BEGIN THE DATA
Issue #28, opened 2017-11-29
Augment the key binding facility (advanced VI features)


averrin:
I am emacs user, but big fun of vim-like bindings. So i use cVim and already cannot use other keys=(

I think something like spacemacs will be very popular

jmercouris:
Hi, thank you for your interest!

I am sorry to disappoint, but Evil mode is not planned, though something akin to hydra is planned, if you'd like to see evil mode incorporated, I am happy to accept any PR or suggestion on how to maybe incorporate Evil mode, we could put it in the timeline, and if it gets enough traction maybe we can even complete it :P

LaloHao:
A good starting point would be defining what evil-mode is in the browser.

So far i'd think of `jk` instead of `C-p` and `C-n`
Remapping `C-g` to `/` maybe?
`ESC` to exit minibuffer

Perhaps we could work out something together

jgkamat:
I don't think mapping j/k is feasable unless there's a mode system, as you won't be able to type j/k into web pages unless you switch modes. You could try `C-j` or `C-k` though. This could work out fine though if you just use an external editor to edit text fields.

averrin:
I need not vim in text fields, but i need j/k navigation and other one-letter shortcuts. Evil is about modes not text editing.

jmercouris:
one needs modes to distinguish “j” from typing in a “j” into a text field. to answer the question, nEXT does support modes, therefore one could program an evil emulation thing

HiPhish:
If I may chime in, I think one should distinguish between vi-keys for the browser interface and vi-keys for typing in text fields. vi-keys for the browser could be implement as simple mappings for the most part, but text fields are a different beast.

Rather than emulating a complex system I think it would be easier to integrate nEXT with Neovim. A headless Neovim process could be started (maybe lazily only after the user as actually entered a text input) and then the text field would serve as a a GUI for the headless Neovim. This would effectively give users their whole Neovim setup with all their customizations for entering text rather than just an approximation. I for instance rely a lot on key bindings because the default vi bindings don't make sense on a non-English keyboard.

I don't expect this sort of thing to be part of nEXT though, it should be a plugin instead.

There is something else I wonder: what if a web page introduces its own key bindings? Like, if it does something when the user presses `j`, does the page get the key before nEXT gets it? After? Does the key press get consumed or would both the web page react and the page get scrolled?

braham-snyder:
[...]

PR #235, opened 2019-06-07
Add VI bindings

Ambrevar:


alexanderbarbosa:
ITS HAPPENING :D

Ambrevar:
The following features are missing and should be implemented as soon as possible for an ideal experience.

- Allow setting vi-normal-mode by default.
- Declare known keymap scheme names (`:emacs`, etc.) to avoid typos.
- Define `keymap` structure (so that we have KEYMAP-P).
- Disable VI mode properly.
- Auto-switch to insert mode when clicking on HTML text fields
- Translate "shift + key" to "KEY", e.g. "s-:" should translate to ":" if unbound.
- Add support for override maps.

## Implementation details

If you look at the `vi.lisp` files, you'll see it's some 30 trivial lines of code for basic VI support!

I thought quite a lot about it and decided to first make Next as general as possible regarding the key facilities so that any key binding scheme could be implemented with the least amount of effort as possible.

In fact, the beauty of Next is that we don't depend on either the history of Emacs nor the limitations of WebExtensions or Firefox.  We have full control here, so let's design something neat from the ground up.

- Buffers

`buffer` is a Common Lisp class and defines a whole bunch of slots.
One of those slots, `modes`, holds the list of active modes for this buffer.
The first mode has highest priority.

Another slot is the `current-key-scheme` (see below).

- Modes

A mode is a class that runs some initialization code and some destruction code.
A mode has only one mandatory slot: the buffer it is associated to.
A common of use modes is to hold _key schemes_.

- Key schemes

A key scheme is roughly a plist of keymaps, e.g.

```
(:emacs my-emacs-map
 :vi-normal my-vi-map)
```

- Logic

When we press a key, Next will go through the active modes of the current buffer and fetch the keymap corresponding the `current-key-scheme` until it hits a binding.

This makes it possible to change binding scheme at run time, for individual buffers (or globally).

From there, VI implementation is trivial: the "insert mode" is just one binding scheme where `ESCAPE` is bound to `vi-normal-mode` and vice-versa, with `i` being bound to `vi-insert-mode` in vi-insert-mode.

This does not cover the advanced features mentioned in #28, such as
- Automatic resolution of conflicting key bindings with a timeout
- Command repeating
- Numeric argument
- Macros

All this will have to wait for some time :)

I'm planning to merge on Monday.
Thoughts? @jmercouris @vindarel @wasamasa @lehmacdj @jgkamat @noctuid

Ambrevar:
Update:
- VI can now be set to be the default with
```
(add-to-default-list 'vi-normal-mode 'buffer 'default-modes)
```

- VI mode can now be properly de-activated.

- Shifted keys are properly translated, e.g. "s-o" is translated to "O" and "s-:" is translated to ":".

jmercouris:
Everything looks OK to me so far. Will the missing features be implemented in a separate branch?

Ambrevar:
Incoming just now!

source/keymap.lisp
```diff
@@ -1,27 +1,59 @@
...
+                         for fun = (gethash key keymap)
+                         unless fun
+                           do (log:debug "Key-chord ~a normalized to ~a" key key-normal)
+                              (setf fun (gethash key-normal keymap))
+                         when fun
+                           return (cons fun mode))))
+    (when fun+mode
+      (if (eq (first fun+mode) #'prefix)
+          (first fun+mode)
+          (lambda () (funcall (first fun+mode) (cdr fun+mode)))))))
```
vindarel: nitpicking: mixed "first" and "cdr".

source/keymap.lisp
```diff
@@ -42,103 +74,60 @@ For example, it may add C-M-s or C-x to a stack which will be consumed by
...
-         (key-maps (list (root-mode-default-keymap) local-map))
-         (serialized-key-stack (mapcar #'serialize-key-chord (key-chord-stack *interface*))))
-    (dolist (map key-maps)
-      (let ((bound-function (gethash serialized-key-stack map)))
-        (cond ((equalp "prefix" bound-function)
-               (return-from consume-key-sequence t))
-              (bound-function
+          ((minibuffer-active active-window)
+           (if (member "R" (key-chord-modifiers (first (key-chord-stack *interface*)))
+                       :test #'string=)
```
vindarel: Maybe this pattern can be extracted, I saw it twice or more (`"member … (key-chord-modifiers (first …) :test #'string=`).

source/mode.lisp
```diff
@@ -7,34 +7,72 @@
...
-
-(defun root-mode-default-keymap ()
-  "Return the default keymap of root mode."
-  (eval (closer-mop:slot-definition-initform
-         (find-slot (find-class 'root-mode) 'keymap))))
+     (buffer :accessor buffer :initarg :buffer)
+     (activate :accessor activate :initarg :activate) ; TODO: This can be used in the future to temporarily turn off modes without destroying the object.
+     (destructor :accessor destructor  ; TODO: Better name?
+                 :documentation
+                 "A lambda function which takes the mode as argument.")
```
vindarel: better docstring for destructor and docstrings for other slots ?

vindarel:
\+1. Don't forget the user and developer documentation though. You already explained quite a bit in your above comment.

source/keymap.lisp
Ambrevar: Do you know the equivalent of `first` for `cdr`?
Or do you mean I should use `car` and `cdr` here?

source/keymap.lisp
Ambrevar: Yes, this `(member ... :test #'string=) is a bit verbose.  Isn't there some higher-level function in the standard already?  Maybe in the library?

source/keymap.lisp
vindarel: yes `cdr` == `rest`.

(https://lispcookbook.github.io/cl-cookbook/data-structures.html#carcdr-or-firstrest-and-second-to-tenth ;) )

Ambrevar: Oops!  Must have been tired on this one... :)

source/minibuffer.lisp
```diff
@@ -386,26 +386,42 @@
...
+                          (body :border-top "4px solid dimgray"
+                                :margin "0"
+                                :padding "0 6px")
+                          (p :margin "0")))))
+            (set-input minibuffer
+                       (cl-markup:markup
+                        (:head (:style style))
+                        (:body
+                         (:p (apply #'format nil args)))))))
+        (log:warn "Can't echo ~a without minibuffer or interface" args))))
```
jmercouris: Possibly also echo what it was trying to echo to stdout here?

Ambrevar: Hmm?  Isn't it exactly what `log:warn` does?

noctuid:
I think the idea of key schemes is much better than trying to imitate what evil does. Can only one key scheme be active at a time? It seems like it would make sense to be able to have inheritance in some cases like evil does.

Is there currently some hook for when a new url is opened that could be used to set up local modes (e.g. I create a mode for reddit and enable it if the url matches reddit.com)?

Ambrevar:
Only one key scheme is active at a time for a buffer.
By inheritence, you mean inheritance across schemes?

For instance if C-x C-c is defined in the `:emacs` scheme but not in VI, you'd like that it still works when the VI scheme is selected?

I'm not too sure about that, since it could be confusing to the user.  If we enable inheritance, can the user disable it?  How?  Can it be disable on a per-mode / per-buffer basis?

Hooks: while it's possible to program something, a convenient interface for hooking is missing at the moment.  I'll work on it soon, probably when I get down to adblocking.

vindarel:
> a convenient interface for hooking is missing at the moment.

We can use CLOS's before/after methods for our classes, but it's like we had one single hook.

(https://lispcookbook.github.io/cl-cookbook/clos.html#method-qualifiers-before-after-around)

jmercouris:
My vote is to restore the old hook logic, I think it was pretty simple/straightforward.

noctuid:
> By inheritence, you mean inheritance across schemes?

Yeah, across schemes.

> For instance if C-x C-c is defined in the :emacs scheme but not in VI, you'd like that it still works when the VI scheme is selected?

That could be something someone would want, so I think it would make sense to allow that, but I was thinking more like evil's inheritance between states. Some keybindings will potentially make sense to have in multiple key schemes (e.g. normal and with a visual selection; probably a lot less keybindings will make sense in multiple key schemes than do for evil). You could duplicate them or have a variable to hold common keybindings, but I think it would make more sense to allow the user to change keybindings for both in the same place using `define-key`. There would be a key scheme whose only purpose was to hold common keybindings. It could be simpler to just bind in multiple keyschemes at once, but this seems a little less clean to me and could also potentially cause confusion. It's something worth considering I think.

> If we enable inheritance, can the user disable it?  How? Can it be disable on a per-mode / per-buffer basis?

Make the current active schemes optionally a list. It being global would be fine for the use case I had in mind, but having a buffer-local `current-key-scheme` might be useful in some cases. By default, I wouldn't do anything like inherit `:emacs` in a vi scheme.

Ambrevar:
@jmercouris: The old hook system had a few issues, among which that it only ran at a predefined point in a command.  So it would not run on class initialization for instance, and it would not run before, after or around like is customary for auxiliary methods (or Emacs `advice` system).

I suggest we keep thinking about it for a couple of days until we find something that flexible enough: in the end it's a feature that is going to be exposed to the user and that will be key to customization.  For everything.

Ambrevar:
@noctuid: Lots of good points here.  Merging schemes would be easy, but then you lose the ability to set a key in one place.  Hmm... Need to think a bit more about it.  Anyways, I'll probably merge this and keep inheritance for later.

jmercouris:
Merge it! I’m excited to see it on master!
END THE DATA
_TASK STATEMENT_:
Return, from the data, each line that has the word "good" in it.

_EXERCISE RESULT_:
A good starting point would be defining what evil-mode is in the browser.
@noctuid: Lots of good points here.  Merging schemes would be easy, but then you lose the ability to set a key in one place.  Hmm... Need to think a bit more about it.  Anyways, I'll probably merge this and keep inheritance for later.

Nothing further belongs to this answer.